Relational databases are used for storage and retrieval of information. The information is structured in the database as two-dimensional tables of rows and columns. A column heading designates the type of data stored in each column. The information is stored in a non-volatile medium such as a disk array.
Users may access the database information typically by using database management software. The database storage and management software together comprise a database management system, or DBMS. DBMSs may be implemented on a centralized mainframe system, or may be distributed in a client-server network.
The database management software includes specialized commands for accessing the database information. For example, a common command for accessing data is a Structured Query Language (SQL) “select” query. Using the select query, one or more rows from one or more tables of the database may be retrieved.
The database contents are typically stored in a non-volatile storage such as a disk drive. However, during transaction processing, a copy of the data may be stored in a volatile storage, such as a memory or cache. Typically, the data is manipulated while in the cache, then transferred to the storage upon completion of the operation.
Database management systems typically include a number of features, which facilitate database access. These features permit users to retrieve and store information quickly, allow multiple users to access the database simultaneously, and enable the database to grow to a large size without a reduction in performance during database retrievals. For many applications, a high degree of reliability as well as optimum performance are expected.

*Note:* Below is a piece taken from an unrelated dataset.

PR #127, opened 2025-11-14
fix(repack): correct apply-patches flag handling and exclude upstream tarb…

ssnaaz:
…alls

The --apply-patches flag was not propagated to the packer, causing dpkg-source to always use --skip-patches and omit the .pc directory in merged source archives. Additionally, the repack step included the upstream .orig.tar.* file alongside the extracted source tree.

Transaction management is one important aspect of a DBMS. Concurrency control, or ensuring that multiple users may access and update the database simultaneously, is one aspect of transaction management. Recovery is another priority for transaction management. Particularly where the database is distributed, there may be an increased likelihood that some portion of the database is rendered useless, such as by an unexpected power disruption. Recovery operations decide which transactions are “committed” and which are to be “rolled back” following the disruption.
Recovery generally is performed by keeping track of a transaction somehow, in anticipation of a DBMS failure. For example, a technique known as write-ahead logging (WAL) employs a transaction log to keep track of every action or operation performed on the database. Under the WAL protocol, both the transaction log and the data are updated in volatile storage, such as memory. Upon completion of the transaction, the transaction log is transferred from the volatile storage to stable storage (e.g., a drive) before the data is stored there. Further, the transaction is regarded as “committed” after the transaction log is transferred to stable storage, but before the data is transferred to stable storage. This transfer from volatile to stable storage is known as a “flush.” The WAL protocol allows the DBMS to transfer the data to stable storage at a more convenient time.
During transaction processing, writes to volatile storage (e.g., memory) are more efficient than writes to stable storage (e.g., drive). As transactions are often performed back-to-back as a series of steps, writes of the transaction log to memory may be performed more often, in some cases, than are needed to maintain full recovery capability of the DBMS.
Thus, there is a continuing need to optimize transaction logging operations.